# MATERIAL PROVIDED
PR #218, opened 2022-03-04
chore: adds prettier and formats the project

Justintime50:
Adds `prettier` and formats the entire project. Only rules were:

- Line length of 100 (to match eslint config)
- Trailing comma always (internal style preference)
- Keep single quotes (style already used throughout project)

Also moved the built assets to a `dist` folder for easier cleaning/ignoring

### DIFF
--- a/examples/shipments/buy-shipment.js
+++ b/examples/shipments/buy-shipment.js
@@ -1,9 +1,10 @@
 const Easypost = require('@easypost/api');
 
-
 const api = new Easypost(process.env.API_KEY);
 
-api.Shipment.retrieve('shp_...').then(s => {
-  s.buy(s.lowestRate()).then(console.log).catch(console.log);
-  // s.buy('rate_...').then(console.log).catch(console.log);
-}).catch(console.log);
+api.Shipment.retrieve('shp_...')
+  .then((s) => {
+    s.buy(s.lowestRate()).then(console.log).catch(console.log);
+    // s.buy('rate_...').then(console.log).catch(console.log);
+  })
+  .catch(console.log);
--- a/.babelrc
+++ b/.babelrc
@@ -1,58 +1,56 @@
 {
-    "presets": [
-        [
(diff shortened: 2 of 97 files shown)


examples/shipments/buy-shipment.js
```diff
@@ -1,9 +1,10 @@
...
 const api = new Easypost(process.env.API_KEY);
 
-api.Shipment.retrieve('shp_...').then(s => {
-  s.buy(s.lowestRate()).then(console.log).catch(console.log);
-  // s.buy('rate_...').then(console.log).catch(console.log);
-}).catch(console.log);
+api.Shipment.retrieve('shp_...')
+  .then((s) => {
+    s.buy(s.lowestRate()).then(console.log).catch(console.log);
+    // s.buy('rate_...').then(console.log).catch(console.log);
```
jchen293, line 8: can we remove this?

nwithan8 (approved):
Won't block, but technically, JSON is supposed to explicitly use double quotes per the spec: https://www.ecma-international.org/publications-and-standards/standards/ecma-404/

I know it doesn't really matter functionality-wise, and the linter has an option to enable/disable this, but some IDEs might complain about it.

jchen293 (approved):

examples/shipments/buy-shipment.js
Justintime50: Can you be more explicit about what you mean by `this`? It's an example showing you can either buy with the lowest rate or by passing in a rate ID. I won't be removing it as I believe it's useful and also not related to the changes made here, though we should go through and update all the examples separately (we have an internal task to do so).

jchen293: Sorry, I meant the comment in line 8: `// s.buy('rate_...').then(console.log).catch(console.log);`

ldewald (approved):
Yay formatting

PR #219, opened 2022-03-07
chore: bump easypost/eslint-config-easypost-base

Justintime50:
Bumps `easypost/eslint-config-easypost-base` to correct deprecation warning and add support for eslint 5 which is in use. Additionally, with the bump of the style comes the need for the `eslint-config-prettier` dependency so that conflicting rules between `prettier` and `eslint` get ignored.


jchen293 (approved):

test/.eslintrc
```diff
@@ -1,7 +1,15 @@
...
+    "@easypost/eslint-config-easypost-base",
+    "prettier",
+    "prettier/@typescript-eslint",
+    "prettier/babel",
+    "prettier/flowtype",
+    "prettier/react",
+    "prettier/standard",
+    "prettier/unicorn",
+    "prettier/vue"
+  ],
```
jchen293, line 13: I think we have an extra line here

jchen293 (approved):

test/.eslintrc
Justintime50: Yeah, each of these sections is separated by a line.

PR #220, opened 2022-03-08
fix: customs_item.value propType

Justintime50:
Corrects the `customs_item.value` propType from string to number. This should have always been number, because the Javascript spec defines a number as a whole number or a decimal. Our docs have this field as a float so this now more clearly defines what is acceptable in this field:

https://developer.mozilla.org/en-US/docs/Web/JavaScript/Reference/Global_Objects/Number

### DIFF
--- a/CHANGELOG.md
+++ b/CHANGELOG.md
@@ -17,6 +17,7 @@
 - Add `retrieveMe()` Convenience Function that allow users to retrieve without specifying an ID.
 - Removed `enable()` and `disable()` methods in the apiKey class. Please use this functionality through EasyPost website
 - Removed `options.useCookie` from the parameter since it's deprecated in v4.0. Please use `options.useProxy` instead.
+- Fixes `customs_item.value` to ve a `number` instead of a `string`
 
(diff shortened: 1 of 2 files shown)


CHANGELOG.md
```diff
@@ -17,6 +17,7 @@
 - Add `retrieveMe()` Convenience Function that allow users to retrieve without specifying an ID.
 - Removed `enable()` and `disable()` methods in the apiKey class. Please use this functionality through EasyPost website
 - Removed `options.useCookie` from the parameter since it's deprecated in v4.0. Please use `options.useProxy` instead.
+- Fixes `customs_item.value` to ve a `number` instead of a `string`
```
jchen293, line 20:
```suggestion
- Fixes `customs_item.value` to be a `number` instead of a `string`
```

jchen293 (approved):

CHANGELOG.md
Justintime50: Oof, thanks. I'll fix this when we release it and I rework the CHANGELOG so I don't dismiss the review.

PR #223, opened 2022-03-12
Overhauls the Test Suite to Make Real API Calls (With VCR)

Justintime50:
The library now makes real API calls using VCR to record the requests and responses as we've done with other libs and targeted coverage at ~70% - I was able to get it up to 87% by testing everything reasonable on this first pass. This provides much better visibility into how the library behaves over the previous mocking strategy. 

Various bugs were fixed and unused code removed due to this effort.

Screen Shot 2022-03-16 at 3 13 01 PM


nwithan8 (approved):
LGFM

test/helpers/fixture.js
```diff
@@ -0,0 +1,195 @@
+export default class Fixture {
+  static pageSize() {
+    return 5;
+  }
+
+  static uspsCarrierAccountId() {
+    return 'ca_5ba7ca3632c54adeb17ad4bcac13c890';
+  }
```
jchen293, line 8: Add missing comments here
```suggestion
  // We keep the page_size of retrieving `all` records small so cassettes stay small
  static pageSize() {
    return 5;
  }

  // This is the carrier account ID for the default USPS account that comes by default. All tests should use this carrier account
  static uspsCarrierAccountId() {
    return 'ca_5ba7ca3632c54adeb17ad4bcac13c890';
  }
```

test/resources/insurance.test.js
```diff
@@ -0,0 +1,67 @@
...
+    const shipment = await new this.easypost.Shipment(Fixture.oneCallBuyShipment()).save();
+
+    const insuranceData = Fixture.basicInsurance();
+    insuranceData.tracking_code = shipment.tracking_code;
+
+    const insurance = await new this.easypost.Insurance(insuranceData).save();
+
+    expect(insurance).to.be.an.instanceOf(this.easypost.Insurance);
+    expect(insurance.id).to.match(/^ins_/);
+  });
```
jchen293, line 30: you should add assertion to compare the insurance amount here

test/resources/scan_form.test.js
```diff
@@ -0,0 +1,66 @@
...
+
+    const scanform = await new this.easypost.ScanForm({
+      shipments: [shipment],
+    }).save();
+
+    const retrievedScanform = await this.easypost.ScanForm.retrieve(scanform.id);
+
+    expect(retrievedScanform).to.be.an.instanceOf(this.easypost.ScanForm);
+    delete scanform.shipments; // This lib returns the shipments key as part of the response, remove it for comparison
+    expect(retrievedScanform.id).to.equal(scanform.id);
```
jchen293, line 42: Can we compare the objects here?

jchen293 (changes requested):
Nice work, I didn't see the unit tests for refund, are we not testing it in node.js?

test/resources/scan_form.test.js
Justintime50: Ah yes, this was leftover from some bugs I had to deal with. Fixed

jchen293 (approved):

nwithan8 (approved):
LGFM

jchen293 (approved):

PR #233, opened 2022-04-07
add refund class.

jchen293:
Our API allows you to either refund a shipment from the `shipment` object or from the `Refund` class; however, the `refund` class is currently missing from the Node library.

This PR adds the missing `Refund` class and unit tests to make sure they are working as expected.

### DIFF
--- a/CHANGELOG.md
+++ b/CHANGELOG.md
@@ -24,6 +24,7 @@
 - Add support for `columns` and `additional_columns` on Report creation
 - Adds `address.verifyAddress()` and `Address.createAndVerify()` functions
 - Adds `Batch.createAndBuy()` function
+- Adds `Refund` class which has `Refund.save()`, `Refund.all()`, and `Refund.retrieve()`
 
 ## 4.0.0 2021-10-06
 
--- a/src/resources/refund.js
+++ b/src/resources/refund.js
@@ -1,0 +1,44 @@
+import T from 'proptypes';
+import base from './base';
+
+export const propTypes = {
+  id: T.string,
+  tracking_code: T.string,
+  confirmation_number: T.string,
+  status: T.string,
+  carrier: T.string,
+  shipment_id: T.string,
+};
+
+export default (api) =>
+  class Refund extends base(api) {
+    static _name = 'Refund';
+
+    static _url = 'refunds';
+
+    static key = 'refund';
+
+    static propTypes = propTypes;
+
+    /**
+     * create a refund
+     * @returns {Promise<never>}
+     */
+    static async save(params = {}) {
+      const newParams = { refund: params };
+      try {
+        const response = await api.post(this._url, { body: newParams });
+        return response.body;
+      } catch (e) {
+        return Promise.reject(e);
+      }
+    }
+
+    /**
+     * delete not implemented
+     * @returns {Promise<never>}
+     */
+    static delete() {
+      return this.notImplemented('delete');
+    }
+  };
--- a/test/resources/refund.test.js
+++ b/test/resources/refund.test.js
@@ -1,0 +1,65 @@
+/* eslint-disable func-names */
+import { expect } from 'chai';
+import * as setupPolly from '../setup_polly';
+import EasyPost from '../../src/easypost';
+import Fixture from '../helpers/fixture';
+import NotImplementedError from '../../src/errors/not_implemented';
+
+describe('Refund Resource', function () {
+  setupPolly.startPolly();
+
+  before(function () {
+    this.easypost = new EasyPost(process.env.EASYPOST_TEST_API_KEY);
+  });
+
+  beforeEach(function () {
+    const { server } = this.polly;
+    setupPolly.stripCreds(server);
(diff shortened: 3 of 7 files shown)


src/resources/refund.js
```diff
@@ -0,0 +1,44 @@
...
+
+    static key = 'refund';
+
+    static propTypes = propTypes;
+
+    /**
+     * create a refund
+     * @returns {Promise<never>}
+     */
+    static async save(params = {}) {
```
Justintime50, line 27: Do we need a custom overridden function here to save or can we use the `base` save function instead?

CHANGELOG.md
```diff
@@ -23,6 +23,7 @@
 - Fixes `customs_item.value` to ve a `number` instead of a `string`
 - Add support for `columns` and `additional_columns` on Report creation
 - Adds `address.verifyAddress()` and `Address.createAndVerify()` functions
+- Adds `Refund` class
```
Justintime50, line 26: Can we instead add what functions of the Refund class were added? Simply stating `Refund` got added doesn't help users know what is now accessible.

test/resources/refund.test.js
```diff
@@ -0,0 +1,65 @@
...
+  before(function () {
+    this.easypost = new EasyPost(process.env.EASYPOST_TEST_API_KEY);
+  });
+
+  beforeEach(function () {
+    const { server } = this.polly;
+    setupPolly.stripCreds(server);
+  });
+
+  it('create a refund', async function () {
```
Justintime50, line 20:
```suggestion
  it('creates a refund', async function () {
```

test/resources/refund.test.js
```diff
@@ -0,0 +1,65 @@
...
+    const shipment = await new this.easypost.Shipment(Fixture.oneCallBuyShipment()).save();
+
+    const retrievedShipment = await this.easypost.Shipment.retrieve(shipment.id);
```
Justintime50, line 23: Please add this comment above:

`We need to retrieve the shipment so that the tracking_code has time to populate`

test/resources/refund.test.js
```diff
@@ -0,0 +1,65 @@
...
+
+    const refundData = {
+      carrier: Fixture.usps(),
+      tracking_codes: retrievedShipment.tracking_code,
+    };
+
+    const refunds = await this.easypost.Refund.save(refundData);
+
+    expect(refunds).to.be.an.instanceOf(Array);
```
Justintime50, line 32: Let's not assert this, no need (really it's unfortunate that this endpoint returns an array).

test/resources/refund.test.js
```diff
@@ -0,0 +1,65 @@
...
+    expect(refunds.has_more).to.not.be.null;
+    refundsArray.forEach((address) => {
+      expect(address).to.be.an.instanceOf(this.easypost.Refund);
+    });
+  });
+
+  it('retrieve a refund', async function () {
+    const refunds = await this.easypost.Refund.all({ page_size: Fixture.pageSize() });
+
+    const retrieveRefund = await this.easypost.Refund.retrieve(refunds.refunds[0].id);
```
Justintime50, line 52: Please add this comment:

`We need to retrieve the shipment so that the tracking_code has time to populate`

src/resources/refund.js
jchen293: The `base` save function is non-static and we need to have a wrappedParams for the `refund` parameter.

test/resources/refund.test.js
jchen293: I can remove it, but other libs have this assertion.

test/resources/refund.test.js
jchen293: I don't think this comment is needed because we are not creating a new shipment. Instead, we are retrieving all refunds and then using the first refund in the array.

Justintime50: Ah I see, you're right! 😃

test/resources/refund.test.js
Justintime50: Eh, sure - either way

Justintime50 (approved):

src/resources/refund.js
```diff
@@ -0,0 +1,44 @@
...
+        return Promise.reject(e);
+      }
+    }
+
+    /**
+     * delete not implemented
+     * @returns {Promise<never>}
+     */
+    static delete() {
+      return this.notImplemented('delete');
```
nwithan8, line 42: Why is this not implemented?

nwithan8 (changes requested):

src/resources/refund.js
jchen293: The `refund` class should not have `delete()` method. The parent class `base` has the `delete()` method, so we need to override it.

Justintime50: Yeah, this is a standard pattern in this lib.

Justintime50 (approved):

nwithan8 (approved):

# TASK BRIEF
State the number of lines above that include "export", and nothing further.

# REPLY
3